Vice President, Stroz Friedberg Digital Forensics & Incident Response, Aon
Heather is a Vice President for Stroz Friedberg’s Houston office where she leads a wide variety of engagements, including data breach/incident response matters, complex digital forensics investigations, security risk assessments, and cyber due diligence investigations.
Since joining Stroz Friedberg in 2018, Heather has led and managed some of the firm's most complex incident response engagements, including the largest healthcare ransomware event in U.S. history which was perpetrated by threat actors during the COVID pandemic. Heather has also managed the ransomware response engagements involving the shutdown of operations of a national food supplier, manufacturing plant and several energy producers. She regularly works with outside counsel to assist clients with regulatory inquiries as a result of the theft of data by organized cyber criminals.
In addition, Heather assists clients with incident response plan development, cyber threat tabletop exercises, and she has led multiple enterprise risk assessments of clients' information security maturity, along with penetration tests, physical security assessments, background investigations, deep and dark web intelligence gathering and M & A cyber due diligence investigations.
Heather also works closely with cyber brokers to advise clients on cybersecurity best practices before the underwriting process.
Heather is a testifying expert on HIPAA privacy and security laws, and she manages privacy compliance services including PII and HIPAA risk assessments for healthcare clients across the country.
Prior to joining Stroz Friedberg, Heather was the HIPAA Privacy Officer for a national litigation support company for over eleven years.
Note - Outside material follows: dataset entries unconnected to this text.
PR #138, opened 2026-07-01
Raise terminal history/scrollback/buffer defaults (50k→100k, 2MB→32MB)

aakhter:
## What

Raises the centralized terminal-history defaults introduced in #137:

| value | before (#137) | this PR |
|---|---|---|
| tmux `history-limit` | 50,000 | 100,000 |
| terminal scrollback lines | 50,000 | 100,000 |
| PTY buffer max | 2 MB | 32 MB |
| PTY buffer trim | 1.5 MB | 24 MB |

All values remain env- and settings-overridable (`CODEMAN_MAX_TERMINAL_BUFFER` / `CODEMAN_TRIM_TERMINAL_TO`) and bounds-clamped via `resolveTerminalHistoryConfig()`.

## Why split from #137

#137 introduced the config mechanism with **no behavior change** (defaults kept at the prior hardcoded values), so the plumbing could be reviewed on its own. This PR is the follow-up policy change: larger defaults so a full default scrollback is retained and replayable. Keeping them separate lets the larger memory budget be weighed independently.

## Trade-off

Worst-case terminal-buffer budget for 20 concurrent sessions rises **40 MB → 640 MB** (comment updated to match). Operators who want the smaller footprint can set `CODEMAN_MAX_TERMINAL_BUFFER` / `CODEMAN_TRIM_TERMINAL_TO`.

## Tests

`test/terminal-history.test.ts` updated to assert the raised defaults; `tsc --noEmit`, the terminal-history + schema tests, and `npm run build` all pass.

### DIFF
--- a/src/config/buffer-limits.ts
+++ b/src/config/buffer-limits.ts
@@ -6,10 +6,9 @@
  * it easy to tune memory usage.
  *
  * Memory Budget Rationale (for 20 concurrent sessions):
- * - Terminal buffer: 2MB max × 20 = 40MB worst case
+ * - Terminal buffer: 32MB max × 20 = 640MB worst case
  * - Text output: 1MB max × 20 = 20MB worst case
  * - Messages: ~1KB each × 1000 × 20 = 20MB worst case
- * - Total buffer overhead: ~80MB (acceptable for a long-running server)
  *
  * @module config/buffer-limits
  */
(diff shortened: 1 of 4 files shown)


Ark0N:
Merged — thank you @aakhter! The raised tmux history (100k) and PTY buffer caps (32MB/24MB) land in the next release. During review we appended one commit: the env-path trim default is now clamped below the max (an operator setting only `CODEMAN_MAX_TERMINAL_BUFFER` could otherwise disable trimming entirely), and the scrollback-lines constant was scoped back to what's actually wired so the docs don't overclaim. Appreciate the steady stream of solid infra work you've been sending in! 🙏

In that capacity, Heather created and implemented a nationwide HIPAA privacy and security program in compliance with federal and state regulations. Prior to her legal experience, Heather was a healthcare social worker and risk manager in behavioral health.
Heather is a frequent speaker and author on topics related to Cybersecurity Best Practices, HIPAA, and Data Breach Laws. She has been published in US LAW Magazine and The Rocky Mountain Mineral Law Foundation Journal and she was recently appointed by the Texas Bar President to be part of the Texas Bar Artificial Intelligence Task Force for 2024.